I ricercatori sono giunti a questa conclusione ricostruendo antiche sequenze proteiche e confrontandole con 364 specie viventi di avifauna. Genyornis newtoni era un uccello alto più di due metri, pesava tra i 220 e i 240 kg, deponeva uova grandi come quelle degli struzzi, di circa 1,5 kg e apparteneva alla "mega-fauna" australiana scomparsa poche migliaia di anni dopo l'arrivo di Homo sapiens. Il record archeologico australiano ha restituito un’enorme quantità di gusci d’uovo di questa specie, molti caratterizzati dalla presenza di evidenti segni di bruciatura che dimostrerebbero lo sfruttamento delle uova da parte delle comunità umane.

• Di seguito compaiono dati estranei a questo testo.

PR #362, opened 2018-08-27
Extend valid `mas` app name regex

### LINKED ISSUE #359: Pastebin app not in output of "brew bundle"
Here's the output of `mas list` on my machine:

```
Pro: ~ $ mas list
1333542190 1Password 7 (7.0.7)
1278508951 Trello (2.10.7)
425424353 The Unarchiver (4.0.0)
408981434 iMovie (10.1.9)
1055511498 Day One (2.7.4)
904280696 Things3 (3.6.1)
946399090 Telegram Desktop (1.3.10)
1384080005 Tweetbot (3.1)
407963104 Pixelmator (3.7.3)
896450579 Textual (6.0.12)
1176895641 Spark (2.0.9)
937984704 Amphetamine (3.0.2)
603637384 Name Mangler 3 (3.4.1)
417375580 BetterSnapTool (1.8)
944924917 Pastebin It! (1.0)
```

Compare to the output of `brew bundle list --mas --global`:

```
1Password 7
Amphetamine
BetterSnapTool
Day One
iMovie
Name Mangler 3
Pixelmator
Spark
Telegram Desktop
Textual
The Unarchiver
Things3
Trello
Tweetbot
```

They're different in that the "Pastebin It!" app isn't included in the output of `brew bundle` even though it's installed. `brew bundle` must be getting hung up somehow, perhaps due to the exclamation mark?

jacobbednarz:
#349 introduced a basic regex for determining if the app names provided
via `mas` were valid and would discard any that failed to meet this
requirement. Apple are [quite generous](https://developer.apple.com/app-store/review/guidelines/#accurate-metadata) when it comes to what you can
name an application and in essence, the only restriction they place on
it is that it cannot infringe on a trademark and must be under 30
characters long.

This means that there are real applications that fail to meet the
initial regex of `\w\s` due to using non-alphanumeric characters.
"Pastebin It!" is an example of this.

To account for this, I've extended the regex to accept any character
for the `name` portion of the regex. This might look fragile (and I
would agree!) however it is the safest way to ensure that we don't
silently drop applications from being included in the output. Should
Apple tighten this restriction in the future, we can firm it up with a
better regex.

Fixes #359

### DIFF
--- a/spec/mac_app_store_dumper_spec.rb
+++ b/spec/mac_app_store_dumper_spec.rb
@@ -59,6 +59,18 @@ describe Bundle::MacAppStoreDumper do
         409201541 Pages (7.1)
         123456789 123AppNameWithNumbers (1.0)
         409203825 Numbers (5.1)
+        944924917 Pastebin It! (1.0)
+        123456789 My (cool) app (1.0)
+        987654321 an-app-i-use (2.1)
+        123457867 App name with many spaces (1.0)
+        893489734 my,comma,app (2.2)
+        832423434 another_app_name (1.0)
+        543213432 My App? (1.0)
+        688963445 app;with;semicolons (1.0)
+        123345384 my 😊 app (2.0)
+        896732467 你好 (1.1)
+        634324555 مرحبا (1.0)
+        234324325 áéíóú (1.0)
       HEREDOC
     end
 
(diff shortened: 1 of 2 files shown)


spec/mac_app_store_dumper_spec.rb
```diff
@@ -59,6 +59,14 @@
         409201541 Pages (7.1)
         123456789 123AppNameWithNumbers (1.0)
         409203825 Numbers (5.1)
+        944924917 Pastebin It! (1.0)
+        123456789 My (cool) app (1.0)
+        987654321 an-app-i-use (2.1)
+        123457867 App name with many spaces (1.0)
+        893489734 my,comma,app (2.2)
```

I gusci carbonizzati delle uova scompaiono dal record fossile circa 50.000 anni fa, ovvero pochi millenni dopo l’arrivo dei primi Homo sapiens in Australia, circa 65.000 anni fa; questo dato dimostrerebbe, quindi, il possibile ruolo delle prime comunità umane nell’estinzione di Genyornis newtoni e, più in generale, l’impatto antropico sull’ambiente naturale già durante il Pleistocene Superiore.

“L’identità della misteriosa specie aviaria che depose le uova", ha dichiarato Beatrice Demarchi, del Dipartimento di Scienze della Vita e Biologia dei Sistemi dell’Università di Torino e prima autrice dell’articolo, "è stata al centro di una lunga controversia, che ha visto schierati due gruppi di ricerca - il primo a favore dell’ipotesi “Genyornis”, il secondo invece a supporto dell’identificazione delle uova quali appartenenti ad una specie estinta di megapodide, un galliforme terricolo dalla taglia molto più contenuta (tra i 5 e i 7 kg) e abitudini diverse. Le proteine dei gusci d’uova ci hanno consentito di posizionare la specie sull’albero evolutivo degli uccelli, dimostrando come questa fosse distante dai megapodidi”. "Il tempo, la temperatura e le caratteristiche chimiche di un fossile determinano la quantità di informazioni che possiamo ricavare", ha spiegato Matthew Collins, del Dipartimento di Archeologia dell'Università di Cambridge, co-autore dello studio. "I gusci d'uovo sono fatti di cristalli minerali che possono intrappolare strettamente alcune proteine, conservando questi dati biologici negli ambienti più difficili - potenzialmente per milioni di anni".

"Non ci sono prove di macellazione di Genyornis nel record archeologico. Tuttavia, frammenti di guscio d'uovo con tracce di bruciatura coerenti con l'attività umana sono stati trovati in diversi luoghi del continente", ha aggiunto il Prof. Gifford Miller dell'Università del Colorado co-autore della ricerca. “Questo implica che i primi esseri umani non hanno necessariamente cacciato questi enormi uccelli, ma hanno razziato i nidi e rubato le loro uova giganti per cibarsene. I gusci di uova racchiudono informazioni dettagliate sulla specie che le ha deposte, l’ambiente in cui è vissuta, e le relazioni con altri esseri viventi - incluse le popolazioni umane. Questi straordinari archivi bioarcheologici ci consentono di esplorare l’alimentazione nel passato, ma anche aspetti artistici, rituali e simbolici in ogni epoca della storia umana.”